J'y retrouvais Raphaël, déjà prêt et après une préparation en un temps record (pour moi...), il fallait couvrir les 15 km nous
séparant du lieu de départ à Belleville.
Un échauffement très musclé (39,2 de moy!).
Quelques 400 partants (à peu près moitié-moitié pour chacun des 2 parcours de 152 et 110 km) attendaient le départ, qui devait
être donné avec un bon quart d'heure de retard.
Les 7 premiers km étaient neutralisés, et s'avéraient relativement dangereux à ce faux rythme.
La meilleure option était de remonter le plus possible à l'avant pour éviter ou plutôt anticiper les freinages brutaux.
Puis dès le départ réel, le peloton s'étirait et se morcelait petit à petit au fil des quelques talus passés à un rythme très soutenu.
Au 30ème km, la première côte me laissait sur le carreau, incapable que j'étais de suivre - ça devient un vrai blocage, je n'ai même
pas essayé...
- j'accrochais néanmoins un petit peloton en basculant à la Maladière, que je suivais dans la descente.
Pas de répit, il fallait embrayer sur la 2ème difficulté, le col de Saint-Bonnet, point culminant de la journée avec ses 645 m.
Je tenais 2 km avant d'être largué à nouveau.
Finalement, je prenais le temps d'admirer le paysage magnifique et je n'étais pas si mécontent de prendre un rythme plus à ma
convenance.
Après un replat, un autre taquet nous menait au col du Cruizon, où se reformait un groupe de 6/7 coureurs.

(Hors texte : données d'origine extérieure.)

Issue #2038, opened 2026-08-25
Freeze branch, history, deletion, and index coordinates


aeplay:
🤖 Review `protocol::{BranchSelector,BranchColumnValue,BranchKey}`, `BranchKey::canonical_bytes`, `node::codec::history_primary_key`, and `node::physical::{shared_deletion_history_primary_key,version_storage_*}` against the branch/time-travel spec.

Create frozen fixtures and adversarial reopen receipts for selector canonicalization, branch-column evolution/defaults, content versus deletion history, shared deletion routing, head/base fallback, index prefixes, copy-on-write, and provenance. Prove that the same `RowUuid` cannot alias rows, parents, indices, or tombstones across branches.

aeplay:
🤖 Final storage-format audit refinement: branch/history coordinates are semantically durable but currently composed through postcard in crates/jazz/src/protocol.rs. Freeze their canonical byte representation and ordering here; track the broader dependency on opaque serde/postcard under #2158. Include malformed and non-canonical decode rejection fixtures.

aeplay:
🤖 Storage-settlement decision: authoritative cross-node references use canonical global identities, never storage-local aliases. UUIDs are canonical 16-byte values whose lexicographic byte order is their physical order. Hashes and locators are fixed 256-bit domain-separated digests. HLCs have one canonical millisecond-plus-counter representation and ordering; counter exhaustion advances the logical millisecond by one rather than blocking or widening the format. Node/schema/table/column aliases are strictly local compression: their mapping must be durably established atomically before dependent bytes, retained while any durable reference can reach it, and may differ across replicas. Aliases never enter sync, hashes, semantic equality, or public provenance. Missing, malformed, or colliding mappings fail closed before decode or mutation; implementations never guess or reassign.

La longue descente (et ses gravillons) qui s'ensuivait puis les 30 km suivants étaient avalés à belle allure et, pour nous redonner
un peu de punch, les premiers éléments du 110 km nous rejoignaient, suivis quelques minutes plus tard par quelques autres.
Du coup, le peloton que j'avais abandonné par l'arrière dans Saint-Bonnet était avalé du côté de Corcelles-en-Beaujolais !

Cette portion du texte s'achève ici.